Ледокол возвратился в порт приписки, в Мурманск, на шестьдесят третьи сутки плавания. Если б не проводки караванов, не заходы на Диксон, в Тикси, на полярные станции, куда мы завозили продукты, оборудование, могли бы, наверно, совершить еще такой же поход в оба конца. Но, как уже сказано, не для рекордов ходили — для дела. В Баренцевом море нас встретили и взяли под эскорт три миноносца: началась вторая мировая война, в северных водах зашастали подводные лодки. И хотя мы шли под флагом еще не вступившей в войну державы, охрана была нелишней. На рейд мы вошли к ночи, и проход к причалу оказался сложным, пришлось лавировать среди множества невесть откуда взявшихся судов, которые до отказа забили бухту. Утром мы их рассмотрели: и «торгаши» и «пассажиры», лихтера и танкеры, прогулочные яхты и промысловые боты разных стран, в том числе и уже воюющих между собой. Нейтральный порт разрешил им временно укрыться от войны, застигшей их врасплох в море. Среди этой «армады» левиафаном высился самый знаменитый в то время огромный немецкий лайнер «Бремен». На пути из Америки его перехватили английские сторожевики и повели под конвоем, как «трофей», к себе в гавань. Воспользовавшись густым туманом и своей скоростью, «Бремен» ускользнул из-под стражи и долго еще скитался в океане, скрываясь от англичан, которые все же выследили его и потопили.
Все это время, больше года, с прошлой осени, когда мы вернулись из высоких широт, не дойдя до цели каких-то 60 миль, за флагманом как бы числился долг — спасение дрейфующего «Седова», вывод его изо льдов, которые уносили судно с экипажем из 15 человек сперва все севернее и севернее, а затем, немного смилостивившись, стали отпускать чуть к югу и одновременно на запад, пока не вынесли в Гренландское море. Знаю, что во время нашего сквозного плавания Папанин и Белоусов не раз вызывали по радио молодого капитана «Седова» Бадигина, который совсем еще недавно был у Белоусова третьим помощником на «Красине», расспрашивали, как складывается дрейф. И в последний разговор с борта Михаил Прокофьевич, вообще-то не любивший «авансов», всяких обещаний, сказал Бадигину: «Постараемся, Костя, скоро выручить…»
И вот идем на выручку.
Из рейсового донесения:
«…по выходе из Кольского залива в море сразу же встретил крупную зыбь от вест-норд-веста при ветре вест 6 баллов.
Ледокол в полной осадке начал принимать на себя волну и испытывать качку… Крен 45°, зыбь бьет на палубу.

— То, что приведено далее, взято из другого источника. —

PR #3051, opened 2023-04-16
make tags lowercase before comparing them

### LINKED ISSUE #3050: Clearer message with redirection of tags in the advanced search
**Story** or **Context**

I wanted to translate some English sentences from the Tanaka Corpus into Italian using this query: https://tatoeba.org/en/sentences/search?from=eng&has_audio=&native=&orphans=no&query=&sort_reverse=&tags=tanaka+corpus&to=&trans_filter=exclude&trans_has_audio=&trans_link=&trans_orphan=&trans_to=ita&trans_unapproved=&trans_user=&unapproved=no&user=&sort=words and I put 'tanaka corpus' (without quotes and everything in lower case) as the tag contained in the sentences I wanted to translate.
After the query started, I got this error message:
 
> Warning: the following criteria have been ignored:
> 
>     “tagged as tanaka corpus”, because it's an invalid tag name

However, I still received the proper sentences since they contain the proper tag, that is 'Tanaka Corpus', so here the proper capital letters of the tag are included and the advanced search recognized my initial input of the tag

**Idea**

The error message should be reworked, since the original query is still done, and the tag isn't actually ignored.

vinkaks:
Attempt to fix #3050. Issue results in a false error.

Issue is due to the `applied tags` vs `user submitted tags` check being case sensitive even though the database search used to generate `applied tags` is case insentitive.

### DIFF
--- a/src/Form/SentencesSearchForm.php
+++ b/src/Form/SentencesSearchForm.php
@@ -187,8 +187,8 @@ class SentencesSearchForm extends Form
             $tags = implode(',', $appliedTags);
 
             $ignoredTags = array_diff(
-                    array_reduce($tagsArray, function($carry,$item){$carry[] = strtolower($item); return $carry; }), 
-                    array_reduce($appliedTags, function($carry,$item){$carry[] = strtolower($item); return $carry; }), 
+                    array_reduce($tagsArray, function($carry,$item){$carry[] = strtolower($item); return $carry; },[]), 
+                    array_reduce($appliedTags, function($carry,$item){$carry[] = strtolower($item); return $carry; },[]), 
                 );
             foreach ($ignoredTags as $tagName) {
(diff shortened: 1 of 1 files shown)


jiru:
Thanks for your PR! It appears the default collation makes varchar type case-insensitve by default, whereas the code assumes it is case-sensitve. Even though I didn’t know tags are case insensitive, we may want to keep it like this.

`\App\Model\Search::filterByTags()` is supposed to return the list of tags that have been successfully applied among the provided tags. Because that method is doing the SQL query, I think it would make more sense to have it handle the case thing, instead of its caller `App\Form\SentencesSearchForm::setDataTags()`. The caller shouldn’t have to deal with such implementation details. Can you try modifying `filterByTags()` in a way it works regardless of the case?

В 16.04 ударом большой волны по катеру № 6, левый борт, разбиты кильблоки, и катер мгновенно ушел за борт.
…Ветер усилился до 11 баллов, снежная пурга, видимости нет.
Продолжаю идти по ветру, под одной средней машиной, обследуя состояние палубных грузов и производя дополнительные, часто тщетные крепления. Волна разбивает на месте закрепленные бочки. Непрерывно работает палубная команда… Срезало фальшборт на носу но правому борту, сорвало трап и погнуло релинги.
…Скорость 8 миль за вахту, и при таком ходе волна все же идет на палубу, и вода замерзает.
…От широты 73°24′, долготы 14°45′ восточной начал встречать отдельно плавающие старые льдины, иногда поясины молодого льда.
Из-за полной тьмы пришлось еще уменьшить ход.
…Вода интенсивно замерзает на палубе. Ледокол принял причудливую форму. На носовой части краны и брашпили слились в одну льдину. На носу, за волноломом, сплошной лед закрыл якорные канаты, клюзы. Фронтальная часть мостиков покрыта полуметровым слоем льда. Все шлюпки, их тали, все палубные устройства — ледяная глыба. Несем на себе 400 тонн ледовой коры…»
А у меня от той свирепой качки маленький смешной случай в памяти.